Bu seferler genellikle Bizanslıların yenilgisiyle sona erdi. Slavlar, saldırgan eylemleriyle bile, üstün düşman kuvvetleriyle karşılaştıklarında, genellikle savaştan kaçtılar, durumu kendi lehlerine değiştirmeye çalıştılar ve ancak o zaman tekrar saldırıya geçtiler.

Uzun mesafeli kampanyalar, nehir geçişleri ve kıyı kalelerinin ele geçirilmesi için Slavlar, çok hızlı bir şekilde inşa ettikleri kale filosunu kullandılar. Büyük seferler ve derin saldırılardan önce, genellikle, önemli müfrezelerin kuvvetleri tarafından yürürlükte olan ve düşmanın direnme yeteneğini test eden keşifler yapıldı.

Rusların taktikleri, Romalıların olağanüstü önem verdiği savaş oluşumları inşa etme biçimlerini icat etmekten değil, hem saldırıda hem de savunmada düşmana saldırmanın çeşitli yöntemlerindeydi. Bu taktiği kullanmak için, Slavların ciddi şekilde dikkat ettiği iyi bir askeri istihbarat organizasyonu gerekliydi. Düşman bilgisi, sürpriz saldırılara izin verdi. Müfrezelerin taktiksel etkileşimi, hem saha savaşında hem de kalelere yapılan saldırı sırasında ustaca gerçekleştirildi. Kale kuşatması için eski Slavlar, tüm modern kuşatma ekipmanlarını kısa sürede yaratmayı başardılar. Diğer şeylerin yanı sıra, Slav savaşçıları düşman üzerindeki psikolojik etkiyi ustaca kullandılar.
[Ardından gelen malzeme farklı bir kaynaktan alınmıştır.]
PR #6540, opened 2026-04-03
🚚 Hedy Offline automatically opens in browser on startup

OlivierSwaak:
Makes Hedy Offline automatically open in browser on startup.

Fixes no existing issue.

**How to test**

* Build Hedy Offline
* Launch the executable file to see the webbrowser is automatically opened.

I am a bit on the fence on whether or not to let it open `localhost` or to just pick the first ip adress we print. However, in the official documentation we also refer to `localhost` and I think that the edge case of a student laptop hosting multiple programs is small, so I think I'll just keep it at `localhost`.


OlivierSwaak:
I added a small fix to this PR as sometimes the ip-list would be empty (for example if it was only able to host on `127.0.0.1`) which made it impossible to launch Hedy if the autolaunch didn't work (or was already done earlier) or if you did not know it hosted the website. 

Because of this, I added `http://localhost/` to the list (with a disclaimer that it will only work for this machine) such that if hosting is successful, the list will never be empty:

image

jpelay:
> I added a small fix to this PR as sometimes the ip-list would be empty (for example if it was only able to host on `127.0.0.1`) which made it impossible to launch Hedy if the autolaunch didn't work (or was already done earlier) or if you did not know it hosted the website.
> 
> Because of this, I added `http://localhost/` to the list (with a disclaimer that it will only work for this machine) such that if hosting is successful, the list will never be empty:
> 
> image

Great fix! I was just testing and realized this. Good job

jpelay (approved):

PR #6560, opened 2026-05-21
🚚 Make Hedy build in a Docker container

rix0rrr:
In preparation of potentially moving Hedy to a different platform, make it build in a Docker container.

There is now a `Dockerfile` and `.dockerignore` at the top-level, and matching `doit` commands:

```
doit run build_container
doit run container
```

To build and start the container. Needs Docker, or a Docker-compatible CLI that has been aliased to the `docker` command (like `finch`).

Inside the container, we use `gunicorn` to run the server, just like we do on Heroku.

The Python dependencies are now split into `requirements.txt` (development dependencies) and `requirements-prod.txt`, which only contains the dependencies necessary to run the server. That way, we can install only the prod dependencies into the container and save space.

Also move some NPM `dependencies` to  `devDependencies`.

Environment configuration was starting to become complex, so has been made more explicit in `envs.py`: the various different bits of behavior now have an explicit name that is controlled in one place, so we no longer have random `is this a dev server? Do behavior X, otherwise Y` lying around the code. We will now have explicit "should I cache files over HTTP" or "should we allow testing requests", etc.

Remove some files that should never have been in source control to begin with.


jpelay:
Hello, rico! Where are we planning to move Hedy to?

rix0rrr:
> Hello, rico! Where are we planning to move Hedy to?

Ultimately, if I can get it all done in my spare time 😉, self-hosting at [Hetzner](https://www.hetzner.com/). We can do it for about 1/10th the price of what we pay Heroku there.

jpelay:
> Ultimately, if I can get it all done in my spare time 😉, self-hosting at [Hetzner](https://www.hetzner.com/). We can do it for about 1/10th the price of what we pay Heroku there.

That makes sense yes, Heroku is very expensive. I think for Hedy's scale we can make due with a single server running on a VPS. If you need anything or if could help let me know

Böylece, 18 Haziran 860 sabahının erken saatlerinde, Bizans İmparatorluğu'nun başkenti Konstantinopolis, Rus ordusu tarafından beklenmedik bir şekilde saldırıya uğradı. Rus denizden geldi, şehrin surlarına indi ve onu kuşattı. Savaşçılar kollarını açarak yoldaşlarını kaldırdılar ve güneşte parıldayan kılıçlarını sallayarak yüksek duvarlarda duran Konstantinopolis halkını şaşkına çevirdiler. Bu "saldırı" Rusya için büyük bir anlam ifade etti - ilk kez genç bir devlet büyük bir imparatorlukla karşı karşıya geldi, ilk kez, olayların göstereceği gibi, ona askeri, ekonomik ve toprak iddialarını sundu. Ve en önemlisi, bu açıklayıcı, psikolojik olarak doğru hesaplanmış saldırı ve müteakip "dostluk ve sevgi" barış anlaşması sayesinde Rusya, Bizans'ın eşit bir ortağı olarak tanındı. Rus tarihçi daha sonra o andan itibaren "Ruska toprağı aramaya başladı" diye yazdı.
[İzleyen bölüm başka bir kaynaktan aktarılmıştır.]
PR #6572, opened 2026-05-28
🪲 Guard autosave against non-DOM event targets (fixes #6561)

### LINKED ISSUE #6561: 🪲Can't save any adventure changes - Error in autosave.ts
We do a Saturday coding class for kids. Thanks for making Hedy

The Customize Adventure page is broken. In the browser console there are errors like,

```
Uncaught TypeError: Cannot read properties of undefined (reading 'dataset')
    at autosave.ts:32:37
    at autosave.ts:14:7

Uncaught (in promise) Error: logged
    at JVe (comm.ts:71:25)
```

It makes network calls to https://hedy.org/client_exception, which returns just "logged".

This is easy to repro in Chrome with all extensions disabled:

1. https://hedy.org/for-teachers
2. Open an adventure
3. Adventure tab
4. Insert any text
5. Autosaves start failing in browser console

Image

The changes are not saved.

vamshikrishnaramasamy:
Closes #6561.

In `static/js/adventure.ts` we pass the CKEditor `change:data` callback's argument straight into `autoSave(...)`. That argument is a CKEditor `EventInfo`, not a DOM `Event`, and its `target` is the editor's document model — which has no `dataset`. The `(e.target as HTMLElement).dataset["autosaved"]` line in `autosave.ts` therefore throws `TypeError: Cannot read properties of undefined (reading 'autosaved')` every time the editor fires `change:data`, so the autosave never runs and the customize-adventure page can't save.

The fix is just to guard the cast at runtime with optional chaining. Real DOM events from the `input`/`change` listeners still hit the same early-return path; the CKEditor case now falls through to `formElement.requestSubmit()` like it was meant to.

### Verifying

1. Open a custom adventure with the editor
2. Type into the body — before the fix, console shows the TypeError and nothing saves; after the fix, the form submits and changes persist


jpelay (approved):
Thank you very much for the PR!

PR #6574, opened 2026-05-29
🪲 Normalize tabs to spaces when loading code into the editor (fixes #6525)

### LINKED ISSUE #6525: 🪲 Tab instead of spaces doesn't work
**Describe the bug**
A tab instead of spaces doesn't work for indentation. A tab in the code editor is automatically converted to 4 spaces. But a tab in example code from a custom/public adventure remains a tab and is not recognised as proper indentation.

Level 14
```
a = 1
b = 2
if a == b:
	print "Yahtzee!"
else
	print "Geen Yahtzee!"
```

Image

vamshikrishnaramasamy:
Fixes #6525.

A tab pressed in the editor is turned into the indent unit (4 spaces) by `indentWithTab`, so you can't end up with a literal tab by typing. But code that comes from a custom/public adventure or an example is loaded straight through the `contents` setter, and any tabs in it are inserted verbatim. Hedy treats those tabs as not-indentation, so a snippet like the level 14 if/else in the issue won't run after you paste it in.

The fix normalizes tabs to the indent unit inside the `contents` setter. That setter is the single point every load path goes through — example preview, the paste-example-code button, and switching adventure tabs — so loaded code now indents the same way typed code does.

I picked the setter rather than the individual call sites so the normalization can't be missed by a future load path, and reused the existing `indentSize` constant the editor already uses for `indentWithTab` and `indentUnit`.

Verified `npx tsc --noEmit` passes. The transformation itself is a deterministic replace of `\t` with the 4-space indent unit, matching what typing a tab already produces.


jpelay (approved):
Thank you!

PR #6578, opened 2026-05-29
🚚 Add a bunch of unit tests

rix0rrr:
Add a large number of tests to get the coverage of Python code up. These assert that
the code runs, and in some cases assert something about the values that are sent into
Jinja templates. These tests are (unfortunately) automatically generated, but this is an easy way of getting our coverage numbers up.

They are not asserting anything about the rendered output.

Measure coverage on tests.


rix0rrr:
pre-commit.ci autofix

jpelay (approved):
Nice work!

PR #6584, opened 2026-06-12
📜 Tidying up some content mistakes

### LINKED ISSUE #6431: 📜Haunted House adventure, level 1
The level explanation says we're supposed to ask the player about the monster, but that's not what we're doing in the exercise. The only question is about the door.

Image

Perhaps it's assumed that the programmer should only name or describe the monster behind the door instead of "asking". Or maybe the example question should be changed.

MarleenGilsing:
Fixes #6431 and some other small mistakes


MarleenGilsing:
@jpelay This is ready to go!

jpelay (approved):

Issue #5910, opened 2024-11-01
🖊️change 'echo' into a variable


AnneliesVlaar:
**Language idea incl level**
In level 1 the echo command could be a variable that stores the answer from 'ask'.

**Additional context**
The echo command is complex, it has two functions in one. It first prints text that is put beyond the command and also prints the answer to a question at the end of the printed text at the place which is invisible (shown in the purple circle). 

![Scherm­afbeelding 2024-11-01 om 14 36 32](https://github.com/user-attachments/assets/b97ad1e0-03d8-42be-be7f-39dc9d775edc)

If the answer to a question with 'ask' would always be stored in a variable with the name 'echo', the command 'echo' would only repeat the answer:

![Scherm­afbeelding 2024-11-01 om 14 44 30](https://github.com/user-attachments/assets/81b90235-ad0c-42fc-aebc-7ec6dc0b2e85)

Felienne:
Nice idea, but we now have it as it is and we are used to it :)

AnneliesVlaar:
idea of @MarleenGilsing to use 'answer' instead of 'echo' and to reuse 'answer' as a variable name in the first adventure(s) of level 2

MarleenGilsing:
<img width="1374" height="347" alt="Image" src="https://github.com/user-attachments/assets/658e4889-1a83-4842-a3fa-be431ea41ac0" />

**For the hackathon**

This is what the answer variable should look like. 
The command echo will be removed. The variable answer will take its place. answer will be a variable, not a keyword, so the students should still use print to print the answer (contraty to echo, where you didn't need print). 
answer should be highlighted light blue, like the variables in level 2.
Please note how nothing changes with ask in level 1, so you should still be able to use ask without a variable before it.

jpelay:
Fixed on #6594  thank you so much @koenelsdijk for y our help!

PR #6594, opened 2026-06-25
💻  Highlight level 1 answer keyword as variable

jpelay:
In support to #5910 we are going to highlight the `answer` keyword as a variable on level 1m but only if there's an `ask` command before.

So in this case:

```
ask what is your name
print answer
```

Answer would be highlighted. But in this case:

```
print answer! pretty name
```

Burada sıralanan tüm savaş ilkeleri günümüzde önemini kaybetmemiştir. Kılık değiştirme ve askeri kurnazlık, nükleer teknoloji çağında ve bilgi patlamasında alaka düzeyini mi yitirdi? Son askeri çatışmaların gösterdiği gibi, keşif uyduları, casus uçakları, mükemmel teçhizat, bilgisayar ağları ve muazzam yıkıcı güce sahip silahlarla bile, kauçuk ve ahşap modeller uzun süre bombalanabilir ve aynı zamanda tüm dünyaya yüksek sesle yayınlanabilir. büyük askeri başarılar.

Gizlilik ve sürpriz anlamını yitirdi mi?

Rus paraşütçüleri beklenmedik bir şekilde Kosova'daki Priştine havaalanında aniden belirdiğinde ve "müttefiklerimiz" hiçbir şey yapamayacak durumdayken, Avrupalı ve NATO stratejistlerinin ne kadar şaşırdıklarını hatırlayalım.